◆ About this task
Repeat the records. Each line must match exactly.

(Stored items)
# # # # # # #
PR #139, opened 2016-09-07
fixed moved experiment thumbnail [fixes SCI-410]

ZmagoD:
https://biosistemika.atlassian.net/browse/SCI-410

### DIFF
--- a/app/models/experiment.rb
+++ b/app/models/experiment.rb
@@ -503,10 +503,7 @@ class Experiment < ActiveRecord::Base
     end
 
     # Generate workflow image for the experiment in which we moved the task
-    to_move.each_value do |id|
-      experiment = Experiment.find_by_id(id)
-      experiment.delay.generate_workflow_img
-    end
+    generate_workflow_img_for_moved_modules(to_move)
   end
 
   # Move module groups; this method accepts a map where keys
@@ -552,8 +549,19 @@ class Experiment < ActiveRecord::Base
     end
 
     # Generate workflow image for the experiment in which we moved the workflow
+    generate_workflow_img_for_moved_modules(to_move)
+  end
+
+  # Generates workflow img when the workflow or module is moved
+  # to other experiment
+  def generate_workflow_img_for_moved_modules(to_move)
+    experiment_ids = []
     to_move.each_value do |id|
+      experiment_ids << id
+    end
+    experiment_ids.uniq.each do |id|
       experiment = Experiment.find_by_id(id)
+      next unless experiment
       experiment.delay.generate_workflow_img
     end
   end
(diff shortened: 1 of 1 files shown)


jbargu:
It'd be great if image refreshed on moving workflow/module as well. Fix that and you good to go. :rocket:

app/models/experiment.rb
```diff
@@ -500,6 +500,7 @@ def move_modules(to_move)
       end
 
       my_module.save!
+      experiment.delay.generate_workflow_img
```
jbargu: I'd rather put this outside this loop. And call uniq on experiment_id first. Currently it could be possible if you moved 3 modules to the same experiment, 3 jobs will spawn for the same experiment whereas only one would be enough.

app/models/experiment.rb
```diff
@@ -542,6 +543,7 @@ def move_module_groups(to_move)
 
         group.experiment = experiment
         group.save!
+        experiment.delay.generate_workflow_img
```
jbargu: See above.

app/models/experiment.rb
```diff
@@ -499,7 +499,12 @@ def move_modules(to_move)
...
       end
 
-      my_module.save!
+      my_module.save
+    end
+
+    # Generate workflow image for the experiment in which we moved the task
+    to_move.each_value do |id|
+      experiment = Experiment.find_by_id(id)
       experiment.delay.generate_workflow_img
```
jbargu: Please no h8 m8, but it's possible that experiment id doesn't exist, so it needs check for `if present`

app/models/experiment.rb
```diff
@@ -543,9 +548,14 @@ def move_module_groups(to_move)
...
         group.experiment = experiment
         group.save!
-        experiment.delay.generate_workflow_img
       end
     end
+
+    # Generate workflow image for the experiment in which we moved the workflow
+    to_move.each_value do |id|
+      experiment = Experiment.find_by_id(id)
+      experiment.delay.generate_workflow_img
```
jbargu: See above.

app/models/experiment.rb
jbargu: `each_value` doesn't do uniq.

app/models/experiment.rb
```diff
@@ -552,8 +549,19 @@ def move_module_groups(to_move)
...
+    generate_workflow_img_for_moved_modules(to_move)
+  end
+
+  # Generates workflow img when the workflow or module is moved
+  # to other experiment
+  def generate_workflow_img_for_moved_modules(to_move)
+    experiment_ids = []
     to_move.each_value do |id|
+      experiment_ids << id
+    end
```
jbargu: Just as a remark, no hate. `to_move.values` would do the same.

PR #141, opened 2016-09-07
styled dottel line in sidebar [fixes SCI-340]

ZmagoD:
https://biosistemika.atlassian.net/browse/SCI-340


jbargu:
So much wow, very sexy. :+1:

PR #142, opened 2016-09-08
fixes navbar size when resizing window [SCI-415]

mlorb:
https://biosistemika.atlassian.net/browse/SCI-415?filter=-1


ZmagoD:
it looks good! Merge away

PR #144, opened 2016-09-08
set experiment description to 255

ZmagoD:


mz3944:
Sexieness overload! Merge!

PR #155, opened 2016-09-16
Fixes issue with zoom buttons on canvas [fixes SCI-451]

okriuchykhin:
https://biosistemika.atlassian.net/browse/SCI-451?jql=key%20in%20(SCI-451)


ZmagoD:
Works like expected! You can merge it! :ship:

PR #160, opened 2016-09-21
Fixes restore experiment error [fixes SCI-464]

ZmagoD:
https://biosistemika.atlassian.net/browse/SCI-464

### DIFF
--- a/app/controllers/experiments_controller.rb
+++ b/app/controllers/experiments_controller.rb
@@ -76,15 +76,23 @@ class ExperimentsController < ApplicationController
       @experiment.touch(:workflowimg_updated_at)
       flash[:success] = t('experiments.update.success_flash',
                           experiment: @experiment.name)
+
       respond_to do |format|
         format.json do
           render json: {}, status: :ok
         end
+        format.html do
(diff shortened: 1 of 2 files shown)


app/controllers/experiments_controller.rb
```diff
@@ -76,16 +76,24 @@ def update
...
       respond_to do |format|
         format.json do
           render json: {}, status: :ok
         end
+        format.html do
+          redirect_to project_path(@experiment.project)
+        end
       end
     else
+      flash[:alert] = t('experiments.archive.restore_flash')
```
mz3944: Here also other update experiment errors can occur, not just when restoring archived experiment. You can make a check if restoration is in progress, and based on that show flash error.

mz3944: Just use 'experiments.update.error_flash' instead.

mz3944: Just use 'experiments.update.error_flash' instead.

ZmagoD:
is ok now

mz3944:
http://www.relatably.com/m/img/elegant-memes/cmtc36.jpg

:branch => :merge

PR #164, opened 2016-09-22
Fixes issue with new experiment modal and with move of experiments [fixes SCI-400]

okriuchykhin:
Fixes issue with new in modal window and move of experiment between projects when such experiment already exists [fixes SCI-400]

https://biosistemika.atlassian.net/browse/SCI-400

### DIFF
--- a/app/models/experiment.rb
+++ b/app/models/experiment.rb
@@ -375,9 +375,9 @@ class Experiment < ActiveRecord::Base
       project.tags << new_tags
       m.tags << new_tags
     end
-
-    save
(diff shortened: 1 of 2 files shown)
# # # # # # #
◆ Completed exercise
PR #139, opened 2016-09-07
fixed moved experiment thumbnail [fixes SCI-410]

ZmagoD:
https://biosistemika.atlassian.net/browse/SCI-410

### DIFF
--- a/app/models/experiment.rb
+++ b/app/models/experiment.rb
@@ -503,10 +503,7 @@ class Experiment < ActiveRecord::Base
     end
 
     # Generate workflow image for the experiment in which we moved the task
-    to_move.each_value do |id|
-      experiment = Experiment.find_by_id(id)
-      experiment.delay.generate_workflow_img
-    end
+    generate_workflow_img_for_moved_modules(to_move)
   end
 
   # Move module groups; this method accepts a map where keys
@@ -552,8 +549,19 @@ class Experiment < ActiveRecord::Base
     end
 
     # Generate workflow image for the experiment in which we moved the workflow
+    generate_workflow_img_for_moved_modules(to_move)
+  end
+
+  # Generates workflow img when the workflow or module is moved
+  # to other experiment
+  def generate_workflow_img_for_moved_modules(to_move)
+    experiment_ids = []
     to_move.each_value do |id|
+      experiment_ids << id
+    end
+    experiment_ids.uniq.each do |id|
       experiment = Experiment.find_by_id(id)
+      next unless experiment
       experiment.delay.generate_workflow_img
     end
   end
(diff shortened: 1 of 1 files shown)


jbargu:
It'd be great if image refreshed on moving workflow/module as well. Fix that and you good to go. :rocket:

app/models/experiment.rb
```diff
@@ -500,6 +500,7 @@ def move_modules(to_move)
       end
 
       my_module.save!
+      experiment.delay.generate_workflow_img
```
jbargu: I'd rather put this outside this loop. And call uniq on experiment_id first. Currently it could be possible if you moved 3 modules to the same experiment, 3 jobs will spawn for the same experiment whereas only one would be enough.

app/models/experiment.rb
```diff
@@ -542,6 +543,7 @@ def move_module_groups(to_move)
 
         group.experiment = experiment
         group.save!
+        experiment.delay.generate_workflow_img
```
jbargu: See above.

app/models/experiment.rb
```diff
@@ -499,7 +499,12 @@ def move_modules(to_move)
...
       end
 
-      my_module.save!
+      my_module.save
+    end
+
+    # Generate workflow image for the experiment in which we moved the task
+    to_move.each_value do |id|
+      experiment = Experiment.find_by_id(id)
       experiment.delay.generate_workflow_img
```
jbargu: Please no h8 m8, but it's possible that experiment id doesn't exist, so it needs check for `if present`

app/models/experiment.rb
```diff
@@ -543,9 +548,14 @@ def move_module_groups(to_move)
...
         group.experiment = experiment
         group.save!
-        experiment.delay.generate_workflow_img
       end
     end
+
+    # Generate workflow image for the experiment in which we moved the workflow
+    to_move.each_value do |id|
+      experiment = Experiment.find_by_id(id)
+      experiment.delay.generate_workflow_img
```
jbargu: See above.

app/models/experiment.rb
jbargu: `each_value` doesn't do uniq.

app/models/experiment.rb
```diff
@@ -552,8 +549,19 @@ def move_module_groups(to_move)
...
+    generate_workflow_img_for_moved_modules(to_move)
+  end
+
+  # Generates workflow img when the workflow or module is moved
+  # to other experiment
+  def generate_workflow_img_for_moved_modules(to_move)
+    experiment_ids = []
     to_move.each_value do |id|
+      experiment_ids << id
+    end
```
jbargu: Just as a remark, no hate. `to_move.values` would do the same.

PR #141, opened 2016-09-07
styled dottel line in sidebar [fixes SCI-340]

ZmagoD:
https://biosistemika.atlassian.net/browse/SCI-340


jbargu:
So much wow, very sexy. :+1:

PR #142, opened 2016-09-08
fixes navbar size when resizing window [SCI-415]

mlorb:
https://biosistemika.atlassian.net/browse/SCI-415?filter=-1


ZmagoD:
it looks good! Merge away

PR #144, opened 2016-09-08
set experiment description to 255

ZmagoD:


mz3944:
Sexieness overload! Merge!

PR #155, opened 2016-09-16
Fixes issue with zoom buttons on canvas [fixes SCI-451]

okriuchykhin:
https://biosistemika.atlassian.net/browse/SCI-451?jql=key%20in%20(SCI-451)


ZmagoD:
Works like expected! You can merge it! :ship:

PR #160, opened 2016-09-21
Fixes restore experiment error [fixes SCI-464]

ZmagoD:
https://biosistemika.atlassian.net/browse/SCI-464

### DIFF
--- a/app/controllers/experiments_controller.rb
+++ b/app/controllers/experiments_controller.rb
@@ -76,15 +76,23 @@ class ExperimentsController < ApplicationController
       @experiment.touch(:workflowimg_updated_at)
       flash[:success] = t('experiments.update.success_flash',
                           experiment: @experiment.name)
+
       respond_to do |format|
         format.json do
           render json: {}, status: :ok
         end
+        format.html do
(diff shortened: 1 of 2 files shown)


app/controllers/experiments_controller.rb
```diff
@@ -76,16 +76,24 @@ def update
...
       respond_to do |format|
         format.json do
           render json: {}, status: :ok
         end
+        format.html do
+          redirect_to project_path(@experiment.project)
+        end
       end
     else
+      flash[:alert] = t('experiments.archive.restore_flash')
```
mz3944: Here also other update experiment errors can occur, not just when restoring archived experiment. You can make a check if restoration is in progress, and based on that show flash error.

mz3944: Just use 'experiments.update.error_flash' instead.

mz3944: Just use 'experiments.update.error_flash' instead.

ZmagoD:
is ok now

mz3944:
http://www.relatably.com/m/img/elegant-memes/cmtc36.jpg

:branch => :merge

PR #164, opened 2016-09-22
Fixes issue with new experiment modal and with move of experiments [fixes SCI-400]

okriuchykhin:
Fixes issue with new in modal window and move of experiment between projects when such experiment already exists [fixes SCI-400]

https://biosistemika.atlassian.net/browse/SCI-400

### DIFF
--- a/app/models/experiment.rb
+++ b/app/models/experiment.rb
@@ -375,9 +375,9 @@ class Experiment < ActiveRecord::Base
       project.tags << new_tags
       m.tags << new_tags
     end
-
-    save
(diff shortened: 1 of 2 files shown)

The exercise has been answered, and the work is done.